# [Data for processing]
++++++++++
PR #6888, opened 2022-09-27
Desktop: Fixes #6813: Upgrade electron to 19.0.10

### LINKED ISSUE #6813: Update electron to have the fix for kernel page size on linux so it can ran on Asahi linux without the need of a 4k kernel
Install Joplin on Asahi linux (Macbook Air M1 2020)
you can run it only if you have a 4k kernel due to not updated electron 

## Environment

Joplin version: 2.8.8
Platform: Linux
OS specifics: Asahi Linux

brad:
Fixes #6813 

Under Asahi Linux I tried Joplin with a few different electron versions with these results
- 18.2.0 ❌ 
- 18.3.2 ❌ 
- 18.3.6 ❌ 
- 19.0.0 ✅ 
- 19.0.10 ✅ 

So it looks like the fix was introduced in 19.0.0 (since there were no releases between 18.3.6 and 19.0.0) but I set the version to 19.0.10 to take advantage of any bug fixes on the minor releases.


laurent22:
Any Electron upgrades need to be thoroughly tested. Please see other Electron upgrade pull request for more info.

brad:
@laurent22 Good point. I've been using it for a few days but not really putting it through it's paces so I'll do that. In the meantime, I did just take a look at [breaking changes](https://www.electronjs.org/blog/electron-19-0#breaking--api-changes) in the release notes and couldn't find any places in the code that would be affected by them

> Unsupported on Linux: .skipTaskbar
> The BrowserWindow constructor option skipTaskbar is no longer supported on Linux. Changed in [#33226](https://github.com/electron/electron/pull/33226)

> Removed WebPreferences.preloadURL
> The semi-documented preloadURL property has been removed from WebPreferences. [#33228](https://github.com/electron/electron/pull/33228). WebPreferences.preload should be used instead.

brad:
@laurent22 I've tested the following

- [x] printing
- [x] export (tried with pdf and html)
- [x] file attachment (tried with an image)
- [x] plugins (I tried bulk note plugin)
- [x] sync (with dropbox)
- [x] external editing

laurent22:
Thanks for testing all this! Let's merge

PR #6907, opened 2022-10-03
Desktop: Add the missing proxy support for plugin repositories

wh201906:
Some functions in `packages/lib/services/plugins)/RepositoryApi.ts` uses fetch() rather than shim.fetch(). The former doesn't support proxies. Replacing fetch() with shim.fetch() will fix this.


wh201906:
These errors and warnings will be fixed by this PR if the user uses proxy.
图片

laurent22:
Thanks, that makes sense. We should indeed always use `shim.fetch` both for cross-platform compatibility and to benefit from proxy and other features.

PR #6908, opened 2022-10-03
Desktop: Resolves #6882: Upgrade electron-window-state to 5.0.3

### LINKED ISSUE #6882: The Joplin window is positioned off screen when changing from dual displays to a single display
I am using Joplin v2.8.8 on a 14" laptop PC running Windows 11.
When at home, I extend the display onto a 24" external monitor and do most of my work on this screen. When travelling, only the laptop screen is available.

If I close Joplin whilst it is running on the external display, it "remembers" this location.
If I then run the application with no external display connected, the Joplin window is not displayed on the laptop.

The situation can be recovered by re-connecting an external monitor and dragging the Joplin window back onto the laptop screen. If no monitor is available, however, my only remedy is to uninstall and re-install the application.

The obvious solution is to ensure that I always move the window back onto the laptop screen before closing the application. Unfortunately, I know that I am fallible.
Is there a configuration file which I can manually edit to change the window location?

flakeforever:
Resolves #6882
In electron-window-state 5.0.3 version, the author added a new function “windowWithinBounds”. 
This function is used to detect that the app window is in Bounds. If it exceeds bounds, the app window will be displayed on the primary display.

```
function windowWithinBounds(bounds) {
    return (
      state.x >= bounds.x &&
      state.y >= bounds.y &&
      state.x + state.width <= bounds.x + bounds.width &&
      state.y + state.height <= bounds.y + bounds.height
    );
  }

  function ensureWindowVisibleOnSomeDisplay() {
    const visible = screen.getAllDisplays().some(display => {
      return windowWithinBounds(display.bounds);
    });

    if (!visible) {
      // Window is partially or fully not visible now.
      // Reset it to safe defaults.
      return resetStateToDefault();
    }
  }
```
I have tested this version for compatibility. It works perfectly fine.

### DIFF
--- a/packages/app-desktop/package.json
+++ b/packages/app-desktop/package.json
@@ -147,7 +147,7 @@
     "compare-versions": "^3.2.1",
     "countable": "^3.0.1",
     "debounce": "^1.2.0",
-    "electron-window-state": "^4.1.1",
+    "electron-window-state": "^5.0.3",
     "formatcoords": "^1.1.3",
     "fs-extra": "10.0.0",
     "highlight.js": "^10.2.1",


laurent22:
You need to run yarn install too to update the lock file

flakeforever:
I did and I confirmed that the local version is 5.0.3, after that I ran yarn start, and tested it.

flakeforever:
1. Unzipped the source file
2. Modify the package.json file from 4.1.1 to 5.0.3
3. execute yarn install
4. cd packages/app-desktop and execute yarn start

Thats all.

laurent22:
But you need to commit yarn.lock

PR #6913, opened 2022-10-04
Mobile: Skip the network check if sync target is filesystem

wh201906:
As mentioned in this [post](https://discourse.joplinapp.org/t/slow-first-time-sync-on-android/27651), if the sync target is filesystem, there is no need to check the network. This PR will fix this.


wh201906:
Could someone help me to re-run the jobs? Thanks.

laurent22:
Hmm, let's not do that. It won't improve much and I don't want to add special cases for filesystem sync in general

wh201906:
Ok.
++++++++++
Copy each line exactly, from the line containing "3. execute yarn install" down to the last line of the material, and no other lines.

3. execute yarn install
4. cd packages/app-desktop and execute yarn start

Thats all.

laurent22:
But you need to commit yarn.lock

PR #6913, opened 2022-10-04
Mobile: Skip the network check if sync target is filesystem

wh201906:
As mentioned in this [post](https://discourse.joplinapp.org/t/slow-first-time-sync-on-android/27651), if the sync target is filesystem, there is no need to check the network. This PR will fix this.


wh201906:
Could someone help me to re-run the jobs? Thanks.

laurent22:
Hmm, let's not do that. It won't improve much and I don't want to add special cases for filesystem sync in general

wh201906:
Ok.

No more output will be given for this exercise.